== Segment start ==

PR #9229, opened 2021-09-07
gnome: Fix expand-content-files in gtkdoc generation

inigomartinez:
Unlike `content-files` parameter, `expand-content-files` parameter doesn't allow to use generated target files, even though they are similar.

The same code used for `content-files` has been extracted and now is shared with `expand-content-files` so it can also used generated target files.

### DIFF
--- a/mesonbuild/modules/gnome.py
+++ b/mesonbuild/modules/gnome.py
@@ -1025,6 +1025,37 @@ class GnomeModule(ExtensionModule):
         rv = [inscript, pottarget, potarget]
         return ModuleReturnValue(None, rv)
 
+    def _get_content_files_args(self, kwargs, state, expand_content_files):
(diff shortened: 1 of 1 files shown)


eli-schwartz:
Would be nice to have a test that uses generated files, or that even uses expand_content_files at all.

Also this parameter to gnome.gtkdoc() is completely undocumented. :(

inigomartinez:
> Would be nice to have a test that uses generated files, or that even uses expand_content_files at all.
> 
> Also this parameter to gnome.gtkdoc() is completely undocumented. :(

I don't have enough knowledge to add a test using `expand_content_files` at the moment. I have used it only to port application/libraries using it.

However, I've added it to the documentation so it will be present for anyone looking for the available parameters.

== Segment end ==

▸ EXERCISE INSTRUCTIONS
Would you report every line of the entries above containing the word "test"?

▸ REPLY
Would be nice to have a test that uses generated files, or that even uses expand_content_files at all.
> Would be nice to have a test that uses generated files, or that even uses expand_content_files at all.
I don't have enough knowledge to add a test using `expand_content_files` at the moment. I have used it only to port application/libraries using it.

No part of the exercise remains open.